A win for Democratic hopeful Joe Biden in the upcoming U.S. presidential election could be a boon for high yield bonds, according to a recent MarketWatch article. A so-called “blue wave” could have high yield bond investors seeing green.
“If Democrats take over the White House and Congress in November, it could turn into a boon for the worst-rated corporate bonds,” the article noted. “That’s the assessment from analysts at J.P. Morgan who worry the scanty yields sported by investment-grade corporate bonds leave them vulnerable to even a gradual climb in government bond yields, a potential risk as a Biden administration is likely to preside over an ambitious fiscal agenda. Bond prices move in the opposite direction of yields.”
“Believers in the blue wave should own high yield instead,” they said, in a Friday note, ahead of the upcoming November presidential election.
High Yield Exposure in Municipal Bonds
As leader of the free world, a Biden presidency could also bring higher taxes. While that might not be music to the ears of taxpayers, municipal bond investors might be listening to a sweet serenade.
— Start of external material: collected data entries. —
PR #405, opened 2024-05-24
Feature/gh-396 - create data request step

### LINKED ISSUE #396: Data Submission - Create Data Request
# Description

When the user clicks the "Submit" button, the first thing they should be shown is a dialog box asking them to select a Project to associate the Data Request with. They should only be able to view projects that they are allowed to see. The user should be able to cancel the process at this point. After a project has been selected by the user, then a new Data Request should be created.

For more info on the project selection portion of this task, see here: #394 

# Technical

### CreateDataRequestStepService
Create a new service called `CreateDataRequestStep` that inherits from `ISubmissionStep`. This should implement the following:

1. **isRequired**: Check to see if a Data request exists for the dataSpecificationId that is being submitted. (You will be able to call `/request-for-data-specification/{mauroDataSpecificationId}` to get this information, see maurodatamapper/sde-core#191 ) If there IS NOT a data request, then return true, otherwise, return false and the requestId for the dataSpecificationId that is being submitted. 
2. **run**: Extract the projectId from the SubmissionStateService. Get the Data Specification for the dataSpecificationId and get the Title and Content fields. Then create a new data request with the following information:
ProjectId = passed in project id
Title = Title from Data Specification
Content = Description from Data Specification. If there is no description then use the text 'no content'

abwilson23:
Implement the CreateDataRequest step of the submission service process.

- Add testing for the step
- Add basic custom error handling
- Adjust dialog box

closes #396


NigelPalmer (approved):
This is all looking good. The functionality is behaving as expected. The tests look good, and everything is working as it should be. Well done!

PR #406, opened 2024-06-11
Feature/gh 403 attach sql

### LINKED ISSUE #403: Data Submission - Attach SQL file
# Description

When the user clicks the "Submit" button, after the SQL representation of the request has been generated, that SQL file needs to be attached to the Data Request.

# Technical

### AttachSQLStep
Create a new step called `AttachSQLStep` that implement `ISubmissionStep`. This should implement the following:

1. **isRequired**: Get the requestId from the SubmissionStateService and retrieve that request. Check the attachments list on that request for an attachment. This check is also done in the previous step but we should do it again to be safe.
2. **run**: Get the requestId and pathToExportFile from the SubmissionStateService. Use these parameters to attach the file to the Data Request.

NigelPalmer:
Closes #403 

This PR has ended up including all the steps required to submit a data specification. The result of clicking the Submit button is:

1. A Data Request should exist with the title and content matching the title and description of the data specification
2. The Data Request should have a status of "Awaiting Approval"
3. The Data Request should have a SQL representation of the request attached to it
4. The Data Request should have a PDF representation of the request attached to it


OButlerOcc (dismissed):
So it works, and the code is readable (I had a parse through the tests and checked they work too) I found some bugs in my testing but am not 100% sure which pr they relate to so I've combiled them into a word doc and can go over them with you monday.

OButlerOcc (approved):
test fix

PR #414, opened 2024-07-03
gh-413 - refactor createFromDataElements

### LINKED ISSUE #413: Minor refactor of createFromDataElements
As in title. 

Just need to verify that tests pass and creation of data specifications from data elements still functions correctly.

abwilson23:
Just make sure creating a data spec from data elements still functions correctly in the ui. 

closes #413

### DIFF
--- a/src/app/data-explorer/data-specification.service.spec.ts
+++ b/src/app/data-explorer/data-specification.service.spec.ts
@@ -484,12 +484,7 @@ describe('DataSpecificationService', () => {
         return cold('-a|', { a: undefined });
       });
 
-      submissionSDEServiceStub.mapToDataSpecification.mockImplementation((dataModel) => {
-        expect(dataModel.id).toBe(dataSpecification.id);
-        return dataSpecification;
-      });
-
-      const expected$ = cold('--------(a|)', {
+      const expected$ = cold('------(a|)', {
         a: dataSpecification,
       });
       const actual$ = service.createFromDataElements(elements, user, name, description);
--- a/src/app/data-explorer/data-specification.service.spec.ts
+++ b/src/app/data-explorer/data-specification.service.spec.ts
@@ -484,7 +484,12 @@ describe('DataSpecificationService', () => {
         return cold('-a|', { a: undefined });
       });
 
-      const expected$ = cold('------(a|)', {
+      submissionSDEServiceStub.mapToDataSpecification.mockImplementationOnce((dataModel) => {
+        expect(dataModel.id).toBe(dataSpecification.id);
+        return dataSpecification;
+      });
+
+      const expected$ = cold('-------a|', {
         a: dataSpecification,
       });
       const actual$ = service.createFromDataElements(elements, user, name, description);
--- a/src/app/data-explorer/data-specification.service.ts
+++ b/src/app/data-explorer/data-specification.service.ts
@@ -546,8 +546,12 @@ export class DataSpecificationService {
       this.create(user, name, description),
     ]).pipe(
       switchMap(([rootDataModel, dataSpecification]) => {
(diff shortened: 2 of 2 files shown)


src/app/data-explorer/data-specification.service.ts
```diff
@@ -542,34 +541,44 @@ export class DataSpecificationService {
...
       // TODO: assume there is only one data model, will have to change in future
+      // Get the rootModel and create a new empty data specification.
       this.dataExplorer.getRootDataModel(),
       this.create(user, name, description),
     ]).pipe(
       switchMap(([rootDataModel, dataSpecification]) => {
-        if (!rootDataModel || !rootDataModel.id) {
-          return throwError(() => new Error('No root data model'));
+        if (!rootDataModel?.id || !dataSpecification?.id) {
+          return throwError(() => new Error('Missing root data model or data specification'));
```
NigelPalmer: I don't like this. This makes it harder to work out what has gone wrong. Is it broken because the root model is missing or because the data specification is missing? I would prefer this check as separate errors: e.g:
```
        if (!rootDataModel?.id) {
          return throwError(() => new Error('Missing root data model'));

        if (!dataSpecification?.id) {
          return throwError(() => new Error('Missing data specification'));
```

src/app/data-explorer/data-specification.service.spec.ts
```diff
@@ -484,12 +484,7 @@ describe('DataSpecificationService', () => {
         return cold('-a|', { a: undefined });
       });
 
-      submissionSDEServiceStub.mapToDataSpecification.mockImplementation((dataModel) => {
-        expect(dataModel.id).toBe(dataSpecification.id);
-        return dataSpecification;
-      });
```
NigelPalmer, line 490: Not clear as to why this has been removed from the test?

src/app/data-explorer/data-specification.service.ts
```diff
@@ -542,34 +541,44 @@ export class DataSpecificationService {
...
+      map(({ populatedDataSpecification, coreTableProfile }) => {
+        // Save the core table profile to the newly created data specification.
+        this.coreTableProfileService.saveQueryBuilderCoreTableProfile(
+          populatedDataSpecification,
+          coreTableProfile
+        );
+
+        // We don't care about the output above so just return the data specification.
+        return this.submissionSDEService.mapToDataSpecification(populatedDataSpecification);
+      })
```
NigelPalmer, line 584: This is not working? When I try and create a specification and go to look at the query builder I get the error:
```
"Mauro Data Explorer - Query Builder Core Table" (data model profile) for DataModel validation errors:
- This field cannot be empty
- Format needs to be [Schema].[Table] e.g: people.patient
```
I checked the network log and I can see the profile being "got", but I cannot see it being saved.

NigelPalmer (changes requested):
A few coding issues and I couldn't get it to work?

src/app/data-explorer/data-specification.service.ts
abwilson23: Reverted.

src/app/data-explorer/data-specification.service.ts
abwilson23: This is due to the fact that I was incorrectly using `map` here. The fix is to use `switchMap` to switch to the observable emitted by the `saveQueryBuilderCoreTableProfile()` method and then pipe off the end of that to map the dataSpecification properly. This ensures the save call completes successfully before moving along to the next step.

src/app/data-explorer/data-specification.service.spec.ts
abwilson23: Neither..! Added back.

NigelPalmer (approved):
This now all seems to be working as it should.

“A Biden win would probably result in tax increases,” an Advisor Perspectives article posited. “The top personal income tax rate could increase from 37% to 39.6%, while the 3.8% Medicare surcharge on investment income for higher earners wouldn’t change.”
“These tax hikes would increase demand for municipal bonds, especially among wealthier earners,” the article added. “Higher demand could make munis more attractive relative to taxable bonds, which in turn would increase muni prices.”
As such opportunities in high yield municipal bonds are an option via funds like the VanEck Vectors High Yield Muni ETF (HYD). HYD seeks to replicate as closely as possible, before fees and expenses, the price and yield performance of the Bloomberg Barclays Municipal Custom High Yield Composite Index.
The fund normally invests at least 80% of its total assets in securities that comprise the benchmark index. The index is comprised of publicly traded municipal bonds that cover the U.S. dollar denominated high yield long-term tax-exempt bond market.
Another fund to consider is the VanEck Vectors Short High-Yield Municipal Index ETF (SHYD). The fund seeks to replicate as closely as possible, before fees and expenses, the price and yield performance of the Bloomberg Barclays Municipal High Yield Short Duration Index.
The fund normally invests at least 80% of its total assets in securities that comprise the benchmark index. The index is composed of publicly traded municipal bonds that cover the U.S. dollar-denominated high yield short-term tax-exempt bond market.